Immediately following the assumption of the Secretariat, Hammarskjöld attempted to establish a good rapport with his staff. He made a point in going to every UN department to shake hands with as many workers as possible, eating in the cafeteria as often as possible, and relinquishing the Secretary-General's private elevator for general use. He began his term by establishing his own secretariat of 4,000 administrators and setting up regulations that defined their responsibilities. He was also actively engaged in smaller projects relating to the UN working environment. For example, he planned and supervised every detail in the creation of a "meditation room" at the UN headquarters. This is a place dedicated to silence, where people can withdraw into themselves, regardless of their faith, creed, or religion.
During his term, Hammarskjöld tried to smooth relations between Israel and the Arab states. Other highlights include a 1955 visit to China to negotiate the release of 11 captured US pilots who had served in the Korean War, the 1956 establishment of the United Nations Emergency Force, and his intervention in the 1956 Suez Crisis. He is given credit by some historians for allowing participation of the Holy See within the United Nations that year.
In 1960, the former Belgian Congo and then newly independent Congo asked for UN aid in defusing the Congo Crisis.

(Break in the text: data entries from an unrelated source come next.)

PR #135, opened 2020-07-07
Add Action menu component

ps37:
Add an ActionMenuComponent to display Static(doesn't depend on selected entities) and Contextual actions in either inline bar or a dropdown.
Add a DropdownComponent that can be used for displaying nested dropdowns.

**Why was this change made?**
ActionMenuComponent: Reusable component to display actions in cards, on top of cards, in grid rows, on top of grids, inside entity details screens.
DropdownComponent: Reusable component that was made during the development of the above component. But it can be used for displaying other nested dropdowns and not just actions. Nested dropdowns with a single child will get flattened. For example, like the "Stop/Start" action in the GIF below. They were part of "Power actions" nested dropdown. However, since they are only displayed one at a time, they got flattened.

**Testing Done:**
ActionMenuExampleDemo

**Inside a datagrid:**
ActionMenuInDgExampleDemo

**Jira issue number:** VDUCC-180


projects/components/src/action-menu/action-menu.component.ts
```diff
@@ -118,52 +149,98 @@ export class ActionMenuComponent<R, T> {
...
 
-    private getFlattenedActionList(actions: ActionItem<R, T>[], actionType: ActionType): ActionItem<R, T>[] {
-        let featuredActions: ActionItem<R, T>[] = [];
-        actions.forEach(action => {
+    /**
+     * List containing all the static actions. It has static featured actions in the beginning of the list followed by
+     * non-featured static actions as children of grouped action called 'vcd.cc.action.menu.nonFeatured.actions'
+     */
+    get staticDropdownActions(): ActionItem<R, T>[] | object {
+        return this.staticFeaturedActions.concat([{ textKey: 'Non featured', children: this.staticActions }]);
```
ryan-bradford, line 161: Is 'Non featured' being displayed? if so, it should be translated (either input from the user, or some key that we know about and give a default translation for)

projects/components/src/common/interfaces/action-item.interface.ts
```diff
@@ -37,7 +37,7 @@ export type ActionHandlerType<R, T> = (selectedEntities?: R[], handlerData?: T)
  */
 export interface ActionItem<R, T> {
     /**
-     * The i18n key for the text of the button
+     * The i18n key or a translated string for contents of a action button
```
ryan-bradford, line 40: What's the use case for passing in already translated text? Isn't that just putting more work on the user? If there is a use case, should we expand this pattern to our other components (namely the data exporter?)

projects/components/src/datagrid/datagrid.component.ts
```diff
@@ -629,115 +645,22 @@ export class DatagridComponent<R> implements OnInit, AfterViewInit, OnDestroy {
...
      */
     getMaxFeaturedButtonsOnRow(): number {
         let max = 0;
+        // To reuse the logic of ActionMenuComponent.getContextualFeaturedActions method in the forEach cb below
+        const actionMenuComponent = new ActionMenuComponent();
+        actionMenuComponent.actions = this.actions;
         this.items.forEach(item => {
-            max = Math.max(this.getFeaturedButtons([item]).length, max);
+            actionMenuComponent.selectedEntities = [item];
+            const contextualFeaturedActions = actionMenuComponent.contextualFeaturedActions;
```
ryan-bradford, line 658: Should this be a static method to avoid having to create a fake action menu just to use this getter?

projects/components/src/dropdown/dropdown.component.html
```diff
@@ -0,0 +1,54 @@
+<clr-dropdown class="nested-dropdown">
+    <button
+        [ngClass]="{ 'btn btn-sm btn-link': dropdownTriggerBtnTxt }"
```
ryan-bradford, line 3: What does it mean/how does it act if dropdownTriggerBtnTxt is unset?

projects/components/src/action-menu/action-menu.component.html
```diff
@@ -0,0 +1,84 @@
...
+    [onItemClickedCb]="runActionHandler.bind(this)"
+    [isItemDisabledCb]="isActionDisabled.bind(this)"
+    [dropdownTriggerBtnTxt]="dropdownTriggerBtnText"
+    [dropdownTriggerBtnIcon]="dropdownTriggerBtnIcon"
+    [dropdownItemContents]="actionDisplayConfig.contextual.buttonContents"
+></vcd-dropdown>
+
+<ng-template #actionButton let-action>
+    <button
+        class="btn btn-outline-primary inline-action-button"
```
ryan-bradford, line 70: Should these be displayed as link buttons?

projects/components/src/dropdown/dropdown.component.html
ps37: Those 3 classes will not be applied to the button element when that expression evaluates to false.

projects/components/src/datagrid/datagrid.component.ts
ps37: There are other properties on the `actionMenuComponent` instance that `contextualFeaturedActions` method uses... like`selectedEntities`, `getFlattenedActionList` etc.,
There is no trivial way to just reuse the logic from actionMenuComponent here.

projects/components/src/common/interfaces/action-item.interface.ts
juanmendes: When displaying results, we display a VM name, that is not translatable

projects/components/src/datagrid/datagrid.component.html
```diff
@@ -11,29 +11,21 @@ <h3 *ngIf="this.header" class="vcd-header">{{ header }}</h3>
...
-            <ng-container *ngIf="this.getFeaturedButtons().length === 0">
-                <ng-container *ngTemplateOutlet="dropdown"></ng-container>
-            </ng-container>
-        </div>
+    <clr-dg-action-bar *ngIf="shouldShowActionBarOnTop">
+        <vcd-action-menu
+            [actions]="actions"
+            [selectedEntities]="datagridSelection"
+            [actionDisplayConfig]="actionDisplayConfig"
+            [dropdownTriggerBtnText]="'Actions'"
```
juanmendes: Hard coded English text

projects/components/src/datagrid/datagrid.component.ts
```diff
@@ -420,6 +437,28 @@ export class DatagridComponent<R> implements OnInit, AfterViewInit, OnDestroy {
...
+    }
+
+    /**
+     * If the contextual buttons should display in a row.
+     */
+    get shouldDisplayContextualActionsInRow(): boolean {
+        return this.contextualActionPosition && this.contextualActionPosition === ContextualActionPosition.ROW;
+    }
+
+    @Input() actionDisplayConfig: ActionDisplayConfig = DEFAULT_ACTION_DISPLAY_CONFIG;
```
juanmendes, line 460: Inputs and Outputs must be documented

projects/components/src/datagrid/datagrid.component.ts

Hammarskjöld made four trips to Congo, but his efforts toward the decolonisation of Africa were considered insufficient by the Soviet Union; in September 1960, the Soviet government denounced his decision to send a UN emergency force to keep the peace. They demanded his resignation and the replacement of the office of Secretary-General by a three-man directorate with a built-in veto, the "troika." The objective was, citing the memoirs of Soviet leader Nikita Khrushchev, to "equally represent interests of three groups of countries: capitalist, socialist and recently independent."
In September 1961, Hammarskjöld learned about fighting between UN forces and Moise Tshombe's Katangese troops. Hammarskjöld was en route to negotiate a cease-fire on 18 September when his Douglas DC-6 airliner SE-BDY crashed with no survivors near Ndola, Northern Rhodesia (now Zambia). Hammarskjöld and 15 others perished in the crash, the circumstances of which are still unclear. There is some evidence that suggests the plane was shot down. Hammarskjöld's death set off a succession crisis at the United Nations, as there was no line of succession and the Security Council had to vote on a successor.

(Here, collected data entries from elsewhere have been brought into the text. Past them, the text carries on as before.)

PR #141, opened 2020-07-20
Add urlSegment to each example.

yumengwu:
Add urlSegment variable to each example's exampleEntry to enable live-docs' sub-route.

**Why was this change made?**
There is one more required property in live-docs: urlSegment, which is used to enable sub-route for each example.

**Testing Done:**
ui-component-test-done


juanmendes:
It looks like it's failing because you forgot to publish live-docs and reference the new version in package.json

juanmendes:
From the error, it looks like you didn't update package-lock. To update a dependency, you should use `npm install @some/lib-name 1.0.0.dev-002` --save-exact instead of modifying package.json manually. npm install will update package-lock.json


image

Göran Björkdahl, a Swedish aid worker whose father worked for the UN in Zambia, wrote in 2011 that he believed Hammarskjöld's death was a murder committed, in part, to benefit mining companies like Union Minière, after Hammarskjöld had made the UN intervene in the Katanga crisis. Björkdahl based his assertion on interviews with witnesses of the plane crash, near the border of the DRC with Zambia, and on archival documents. Former U.S. President Harry Truman commented that Hammarskjöld "was on the point of getting something done when they killed him. Notice that I said 'when they killed him'."
On 16 March 2015, United Nations Secretary-General Ban Ki-moon appointed members to an Independent Panel of Experts which would examine new information related to Hammarskjöld's death. The three-member panel, led by Mohamed Chande Othman, the Chief Justice of Tanzania, also included Kerryn Macaulay (Australia's representative to ICAO) and Henrik Larsen (a ballistics expert from the Danish National Police). The panel's 99-page report, released 6 July 2015, assigned "moderate" value to nine new eyewitness accounts and transcripts of radio transmissions. Those accounts suggested that Hammarskjöld's plane was already on fire as it landed, and that other jet aircraft and intelligence agents were nearby.
Over the years, multiple claims have been made that the plane was shot down, and that Hammarskjöld was actually killed in an assassination plot involving some combination of the CIA, MI6, a Belgian mining company, a South African paramilitary unit, because he was pushing for the Congo's independence, which would have hurt the interests of any of those forces. Documents suggesting CIA involvement came to light when the South African National Intelligence Agency turned over a file to the South African Truth and Reconciliation Commission related to the 1993 assassination of Chris Hani, the leader of the South African Communist Party. These documents included an alleged plot to "remove" Hammarskjöld and contained a supposed statement from CIA director Allen Dulles that: "Dag is becoming troublesome … and should be removed." However the authenticity of these documents has not been established.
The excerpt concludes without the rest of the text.